Exercise objective: Examine the entries and show every line in which the word "toBe" is found.
:: Exercise materials ::
PR #4164, opened 2025-01-22
feat(FN-3611): browser back button behaviour after correction request submitted

Zainzzkk:
## Introduction :pencil2:
This PR handles the back button behaviour after the correction request is submitted.  Previously a cached version of the page was loaded without calling the relevant get controller for check-the-information.  This PR handles that by setting 'Cache-Control' to 'no-store' and redirecting to page-not-found if submitted already

* Added errorKey to be returned from [get-fee-record-correction-request-review.controller/index.ts](https://github.com/UK-Export-Finance/dtfs2/compare/feat/FN-3611?expand=1#diff-0aa44088f416e88719f74f0c1836460503422c302e6f22f972f2c0786009a8c1) if status set to PENDING_CORRECTION
* Added check to [record-corrections/check-the-information/index.ts](https://github.com/UK-Export-Finance/dtfs2/compare/feat/FN-3611?expand=1#diff-7712d01eb936b329da477b6edf185c60a1715f0f2ee836b63cab217fdd4a7cd7) if errorKey is returned from api call, then to redirect to page-not-found
* Added helper to check if errorKey is set to INVALID
* Added helper to check that responseBody is correct type
* Added middleware to set `Cache-Control` to `no-store`
* Added middleware to `create-record-correction-request` and `check-the-information` get routes only
* Updated and added tests
* Added e2e tests


trade-finance-manager-api/src/v1/controllers/utilisation-reports/fee-record-correction/get-fee-record-correction-request-review.controller.test.ts
```diff
@@ -20,20 +20,7 @@ describe('get-fee-record-correction-request-review.controller', () => {
...
-      },
-      correctionRequestDetails: {
-        facilityId: '0012345678',
-        exporter: 'A sample exporter',
-        reasons: [RECORD_CORRECTION_REASON.FACILITY_ID_INCORRECT],
-        additionalInfo: 'this is the reason',
-        contactEmailAddresses: ['test@test.com'],
-      },
-    });
+    const aResponseBody = (): FeeRecordCorrectionRequestReviewResponseBody => feeRecordCorrectionRequestReviewResponseBodyMock;
```
RLavender98, line 23: Please so people don't try and modify object used across multiple tests
```suggestion
    const aResponseBody = (): FeeRecordCorrectionRequestReviewResponseBody => { ...feeRecordCorrectionRequestReviewResponseBodyMock };
```

trade-finance-manager-ui/server/api-response-types/fee-record-correction-request-review-response-body.ts
```diff
@@ -11,3 +11,9 @@ export type FeeRecordCorrectionRequestReviewResponseBody = {
     contactEmailAddresses: string[];
   };
 };
+
+export type FeeRecordCorrectionRequestReviewErrorKey = {
+  errorKey: string;
+};
```
RLavender98, line 17:
```suggestion
export type FeeRecordCorrectionRequestReviewErrorKeyResponse = {
  errorKey: string;
};
```

trade-finance-manager-ui/server/controllers/utilisation-reports/helpers/record-correction-request-already-submitted.test.ts
```diff
@@ -0,0 +1,28 @@
...
+  describe('when errorKey with a different status is provided', () => {
+    it('should return false', () => {
+      const result = recordCorrectionRequestAlreadySubmitted({ errorKey: 'abc' });
+
+      expect(result).toEqual(false);
+    });
+  });
+
+  describe(`when errorKey with status ${STATUS.INVALID} is provided`, () => {
+    it('should return false', () => {
```
RLavender98, line 22:
```suggestion
    it('should return true', () => {
```

trade-finance-manager-ui/server/controllers/utilisation-reports/record-corrections/check-the-information/index.ts
```diff
@@ -15,7 +16,29 @@ export const getRecordCorrectionRequestInformation = async (req: Request, res: R
...
+
+    /**
+     * if record correction is already submitted
+     * should render page-not-found with custom reason
+     */
+    if (recordCorrectionRequestAlreadySubmitted(bankCorrectionRequestReviewResponse)) {
+      return res.render('utilisation-reports/page-not-found.njk', {
+        reason: 'The record correction request has been sent to the bank. You cannot make any changes to the request',
+        reportId,
+      });
```
RLavender98, line 29: We have been using `ViewModel` types to define the shape of render params for different templates. It is good for type safety and understanding the interface between controllers and templates. I think it would be nice to have one for this.

libs/common/src/constants/status.ts
```diff
@@ -0,0 +1,3 @@
+export const STATUS = {
+  INVALID: 'INVALID_STATUS',
+};
```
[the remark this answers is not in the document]
Zainzzkk: I was thinking this would be a generic one where if anything else needed an invalid status, it would use this const which was why the name is so generic

dtfs-central-api/src/v1/controllers/utilisation-report-service/fee-record-correction/get-fee-record-correction-request-review.controller/index.test.ts
```diff
@@ -249,6 +261,42 @@ describe('get-fee-record-correction-request-review.controller', () => {
...
+          const { req, res } = getHttpMocks();
+
+          // Act
+          await getFeeRecordCorrectionRequestReview(req, res);
+
+          // Assert
+          expect(res._getStatusCode()).toEqual(HttpStatusCode.Ok);
+        });
+
+        it('should respond with the correction request details', async () => {
```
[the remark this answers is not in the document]
Zainzzkk: whoops changed

trade-finance-manager-api/src/v1/controllers/utilisation-reports/fee-record-correction/get-fee-record-correction-request-review.controller.test.ts
Zainzzkk: done

trade-finance-manager-ui/server/api-response-types/fee-record-correction-request-review-response-body.ts
Zainzzkk: done

trade-finance-manager-ui/server/controllers/utilisation-reports/record-corrections/check-the-information/index.ts
Zainzzkk: done

libs/common/src/constants/status.ts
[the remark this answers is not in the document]
RLavender98: I think that is harder to maintain since say multiple endpoints start using the same const and then more values get added and they are all just typed as being allowed to take any value from the STATUS const then it is not obvious which values are possible and which need to be handled by each endpoint.

Also if anyone ever moves a pre-existing `STATUS` const to libs/common then there will be an overlap and they will have to do work to either merge or change the names, perhaps on code they are not so familiar with and don't understand the purpose of because the naming is vague.

trade-finance-manager-ui/server/types/view-models/problem-with-service-view-model.ts
```diff
@@ -0,0 +1,4 @@
+export type ProblemWithServiceViewModel = {
```
RLavender98, line 1: Should we add the user to this and pass in to the template so they still have the username and sign out options in the top bar?

dtfs-central-api/src/v1/routes/utilisation-reports-routes.js
```diff
@@ -1063,9 +1063,9 @@ utilisationReportsRouter
  * @openapi
  * /utilisation-reports/:reportId/fee-records/:feeRecordId/correction-request-review/:userId:
  *   get:
- *     summary: Get correction request review information to check before sending
+ *     summary: Get correction request review information to check before sending or error key if already submitted
  *     tags: [Utilisation Report]
- *     description: Get correction request review information to check before sending
+ *     description: Get correction request review information to check before sending or error key if already submitted
```
RLavender98, line 1068: Can't comment on the line itself but we need to update the response schema on lines 1093-1095

RLavender98 (changes requested):
Just a few small changes still needed

dtfs-central-api/src/v1/controllers/utilisation-report-service/fee-record-correction/get-fee-record-correction-request-review.controller/index.ts
```diff
@@ -17,17 +17,19 @@ export type GetFeeRecordCorrectionRequestReviewRequest = CustomExpressRequest<{
...
+      reportPeriod: ReportPeriod;
+      correctionRequestDetails: {
+        facilityId: string;
+        exporter: string;
+        reasons: RecordCorrectionReason[];
+        additionalInfo: string;
+        contactEmailAddresses: string[];
+      };
+    }
+  | { errorKey: string };
```
RLavender98, line 32: Should we introduce a type that extracts 'INVALID_STATUS' from the const and then use that here so only that specific string can be set?

dtfs-central-api/src/v1/routes/utilisation-reports-routes.js
Zainzzkk: removed and added comment in correct place

trade-finance-manager-ui/server/types/view-models/problem-with-service-view-model.ts
Zainzzkk: whoops, added

libs/common/src/constants/status.ts
RLavender98, line 3: If we are keeping this as a generic name then please can we go with the generic naming:
```suggestion
export const ERROR_KEY = {
  INVALID_STATUS: 'INVALID_STATUS',
};
```
`INVALID` isn't actually a status in this context so I don't think STATUS.INVALID is particularly clear

RLavender98 (commented):
Looks good, just need to come to a place of agreement on the naming of the new const

libs/common/src/constants/status.ts
Zainzzkk: this has been changed to INVALID_STATUS

RLavender98 (approved):

abhi-markan (changes requested):

libs/common/src/middleware/set-no-store-cache-control.ts
```diff
@@ -0,0 +1,14 @@
...
+/**
+ * middleware to set Cache-Control to no-store
+ * stops cached version of a page being rendered when going back to a page (using the browser back button)
+ * ensures the get controller for the page is called (if cached, get controller for a page is not called)
+ * @param _req
+ * @param res
+ * @param next
+ */
+export const setNoStoreCacheControl = (_req: Request, res: Response, next: NextFunction) => {
+  res.set('Cache-Control', 'no-store');
```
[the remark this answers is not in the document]
Zainzzkk: done

libs/common/src/middleware/set-no-store-cache-control.ts
```diff
@@ -0,0 +1,14 @@
+import { Request, Response, NextFunction } from 'express';
```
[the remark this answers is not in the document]
Zainzzkk: added

libs/common/src/middleware/set-cache-control.test.ts
```diff
@@ -0,0 +1,21 @@
...
+afterEach(() => {
+  jest.resetAllMocks();
+});
+
+describe('set-no-store-cache-control', () => {
+  it('should set Cache-Control headers correctly', async () => {
+    const response = await request(app).get('/');
+
+    expect(response.headers['cache-control']).toBe('no-cache, no-store, must-revalidate, max-age=0');
+    expect(response.status).toBe(HttpStatusCode.Ok);
```
RLavender98, line 19: Also I think we should be testing that `next` gets called rather than asserting on the status no?

libs/common/src/middleware/set-cache-control.ts
```diff
@@ -0,0 +1,15 @@
...
+
+/**
+ * middleware to set Cache-Control to no-store, no-cache, must-revalidate and max-age=0
+ * stops cached version of a page being rendered when going back to a page (using the browser back button)
+ * ensures the get controller for the page is called
+ * @param _req
+ * @param res
+ * @param next
+ */
+export const setCacheControl = (_req: Request, res: Response, next: NextFunction) => {
```
RLavender98, line 11: Can we change this back to the old name? This is less descriptive and doesn't tell the reader the behaviour that is being set

libs/common/src/middleware/set-no-store-cache-control.test.ts
```diff
@@ -0,0 +1,31 @@
...
+  it('should set Cache-Control headers correctly', async () => {
+    const middleware = (req: Request, res: Response, next: NextFunction) => {
+      setNoStoreCacheControl(req, res, next);
+    };
+
+    const next = jest.fn((_req: Request, res: Response) => res.send());
+
+    const testApp = express();
+    testApp.use(middleware);
+    testApp.get('/', next);
```
RLavender98, line 23: We want to test that the middleware itself is calling next, not the route controller. Would this work?
```suggestion
    testApp.get('/', middleware);
```

RLavender98 (approved):

abhi-markan (approved):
:::
Solution for this problem:
+    expect(response.headers['cache-control']).toBe('no-cache, no-store, must-revalidate, max-age=0');
+    expect(response.status).toBe(HttpStatusCode.Ok);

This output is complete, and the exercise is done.